<<<<

PR #956, opened 2026-06-24
Normalize Rust SDK collection sidecars for v3 protobuf

termoshtt:
## Summary
- Prepare the Rust SDK side of the v3 special-constraint protobuf redesign while keeping protobuf schema files unchanged.
- Add/update the temporary v3 proposal to document serialization roots, the `ModelingLabel` / `Provenance` split, sampled-values placement, unknown sidecar-ID rejection, and the intended follow-up PR sequence.
- Introduce shared `ModelingLabel` / `ModelingLabelStore` storage for decision variables, named functions, and constraints, while keeping constraint provenance as a constraint-only sidecar.
- Tighten collection invariants so active/removed ID overlap, invalid removed-reason references, duplicate insertion, and orphan label/provenance IDs are rejected at collection or top-level builder boundaries.
- Propagate fallible collection insertion and validation through instance builders, special-constraint attachment paths, parse/evaluate/sample flows, and the Python special-constraint APIs.

## Notes
- This PR is the Rust SDK normalization step before the protobuf schema PR.
- Public protobuf serialization remains scoped to top-level roots such as `Instance`, `ParametricInstance`, `Solution`, and `SampleSet`; leaf values like `Function` remain schema components rather than standalone SDK serialization roots.


termoshtt:
@codex review again

PR #957, opened 2026-06-25
Normalize label and constraint-context ownership

termoshtt:
## Summary

- Rename former element metadata sidecars to modeling labels and constraint context across the Rust SDK and Python bindings.
- Keep `ModelingLabel` as the owner-checked label payload for decision variables and named functions, and use `ConstraintContext` for constraint labels plus transformation provenance.
- Route Rust builders, collection constructors, owner setters, Python `from_components`, and attached-object setters through the same owner boundary.
- Preserve `ProcessMetadata`, artifact metadata, and extension annotation metadata as separate concepts.

## Notes

This follows #956, which normalized the Rust SDK collection sidecar ownership. This PR keeps that ownership model and renames the sidecar concepts to modeling labels and constraint context.

This is also the Rust SDK normalization follow-up to the special-constraints protobuf proposal. It keeps independent constraint-family stores while making label/context ownership explicit before the proto wrapper shape is finalized.


termoshtt:
@codex review again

>>>>

• _What is required_: All lines carrying the word "named" must be copied from the data above.

• _Your solution_:
- Introduce shared `ModelingLabel` / `ModelingLabelStore` storage for decision variables, named functions, and constraints, while keeping constraint provenance as a constraint-only sidecar.
- Keep `ModelingLabel` as the owner-checked label payload for decision variables and named functions, and use `ConstraintContext` for constraint labels plus transformation provenance.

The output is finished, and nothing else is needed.